Hint: The higher the temperature, the better the conductor.
Exploding Lunch Bag
When it comes to science, one thing everyone loves is explosions. In this experiment you’ll be seeing how a simple chemical reaction can add a little pop to your boring afternoon!
What you will need:
- Ziplock sandwich bag (Ziplock freezer bags work the best)
- ¼ cup warm water
- 3 tbsp baking soda
- ½ cup vinegar
What to do next:
- Go somewhere where a little mess will be okay (kitchen sink/outside)
- Put the warm water into the sandwich bag
- Add the vinegar to the water in the bag
- Put the baking soda on a flat tissue and then fold it up
- For this one you are going to need to work fast — close the bag, leaving a corner open for the tissue to fit through.

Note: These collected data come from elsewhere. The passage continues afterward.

PR #314, opened 2025-03-20
Add methods to enable/disable and check the EIP-7623 feature (#311)

eljobe:
* Add methods to enable/disable and check the EIP-7623 feature

This precompile will allows the feature to be off by default, but toggled on and off via a single call to the ArbOwner contract.

Part of: NIT-3139

* format: yarn format

* docs: note applicable arbos version

* chore: move getter to ArbOwnerPublic

* chore: mark getter as view

This PR just brings these methods into `v2-main`. Already merged into `develop`


gzeoneth (changes requested):
checking with nitro team to see if we can get rid of using `v2-main` and use `main` with some legacy abi added instead

eljobe:
@gzeoneth and @godzillaba, the nitro team (@tsahee) is working to figure out how to reduce our dependencies on the `v2-main` branch in https://github.com/OffchainLabs/nitro/pull/3048 of the `nitro-contracts` repository so that we can truly consider it to be "deprecated" and only use it in tests of our legacy staker (until such a time that the staker can also be removed, because we're 100% confident in BoLD.)

But, for now, we need to get a release cut for Pectra support, and the `nitro` repository is still depending on `nitro-contracts/v2-main`. Would it be possible to prioritize the review and merging of this PR so we can unblock progress on Pectra even before we get @tsahee's change in?

gzeoneth (approved):

PR #315, opened 2025-03-20
Add a method for testing redeeming multiple retryable tickets at once

eljobe:
This was previously added in the private repo, and I have. similar PR open for putting the change in the `develop` branch.

Related to: NIT-3010


gzeoneth (changes requested):
checking with nitro team to see if we can get rid of using `v2-main` and use `main` with some legacy abi added instead

joshuacolvin0:
> checking with nitro team to see if we can get rid of using `v2-main` and use `main` with some legacy abi added instead

Yes, that is absolutely what we want, but really need this PR merged ASAP because it is currently blocking Nitro development.

eljobe:
> Ok, please run `yarn format` to fix CI before merge

On this branch `yarn format` makes massive changes across the set of solidity contracts. 77 files changed. I'm hesitant to commit that to the branch. But, if I should, please confirm.

PR #316, opened 2025-03-24
Adds the setWasmMaxSize precompile function to ArbOwner

eljobe:
Chain owners that wish to allow larger wasm contracts can increase the size via an ArbOwner call on their chain.

Part of: NIT-3173


src/precompiles/ArbOwner.sol
```diff
@@ -161,6 +161,11 @@ interface ArbOwner {
         uint16 limit
     ) external;
 
+    /// @notice Sets the maximum size of the uncompressed wasm code in bytes
+    function setWasmMaxSize(
```
gzeoneth, line 165: do we have a getter? do we need one?

eljobe: Similar to the other "setWasm*" setters in this contract, there isn't a need for getters. The effects of setting this are read internally from the underlying storage by the node software.

Now, there could be a usability argument here. "How are chain owners supposed to know the current value when they want to set the new value?" Typically, these values show up in log messages when they are exceeded. So, the chain owners usually know if they need to update them from their current values based on these logs. But, maybe we should open a feature request to make this more transparent either through contract calls, or exposing RPC endpoints for inspecting the current values for this storage. That's really for product to decide, and I don't think it should block this review.

gzeoneth (approved):
LGTM, overriding unrelated failing CIs

PR #319, opened 2025-03-27
SelfDestruct helper contracts for unit testing SelfDestruct

amsanghi:


gzeoneth (approved):
https://github.com/OffchainLabs/nitro-contracts/pull/320 keeping these change insync between v2-main and develop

- Now slip the tissue into the bag, close it and brace yourself!
Making Goo from Scratch
Make a squishy slime that’s fast and easy to make but will have you occupied for hours!
- 16-oz. Cornstarch
- 1 and ½ cups water
- Bowl for mixing
- Food coloring (optional)
Now we’re ready to goo!
- Empty the cornstarch into a bowl
- Add water to the bowl
- Now add food coloring for your desired color (no color is okay too)

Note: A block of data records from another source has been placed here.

PR #332, opened 2025-04-28
Add MintNativeToken and BurnNativeToken calls

eljobe:
These will allow arbOwner authorized addresses to mint some amount of the chain's native gas token to or burn some amount of the chain's native gas token from a given address.

Chain owners *should* deploy a non-upgradable intermediary contract, the address of which is added to the set of arbOwner addresses and then add any addresses which should be allowed to mint and burn the native gas token to call corresponding methods on the proxy contract. The implementation of those intermediary contract methods should not allow to and from address arguments, and instead use the address of the caller as the target for minting and burning.

Resolves: NIT-3297

### DIFF
--- a/src/precompiles/ArbOwner.sol
+++ b/src/precompiles/ArbOwner.sol
@@ -211,13 +211,13 @@ interface ArbOwner {
      * @notice Mints some amount of the native gas token for this chain to the
      * given address.
      */
-    function mintNativeToken(address to, uint64 amount) external;
+    function mintNativeToken(address to, uint256 amount) external;
 
     /**
      * @notice Burns some amount of the native gas token for this chain from the
      * given address.
      */
-    function burnNativeToken(address from, uint64 amount) external;
+    function burnNativeToken(address from, uint256 amount) external;
 
     /**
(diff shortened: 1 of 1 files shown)


src/precompiles/ArbOwner.sol
```diff
@@ -207,6 +207,18 @@ interface ArbOwner {
         string calldata chainConfig
     ) external;
 
+    /**
+     * @notice Mints some amount of the native gas token for this chain to the
+     * given address.
+     */
+    function mintNativeToken(address to, uint64 amount) external;
```
diegoximenes, line 214: Why amount is not an uint256?

eljobe: Good catch. It should be uint256.

diegoximenes (approved):

godzillaba:
i think it's worth considering whether we want the burner to be able to burn from any account or only their own account.

currently the only way a contract's balance can be reduced is if it makes external calls with value. having the burner be able to burn from arbitrary accounts would change this. this might be weird for app devs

- Mix all of this with your hands until it forms into goo
- Put the goo in the refrigerator when you’re done with it so it lasts!
Once you finish making it, you’ll notice that the goo is viscoelastic! This means that its viscosity (thickness) is determined by how it is handled. If you lightly pick up the goo, it will flow through your fingers but when you squeeze it, it turns hard and solidifies.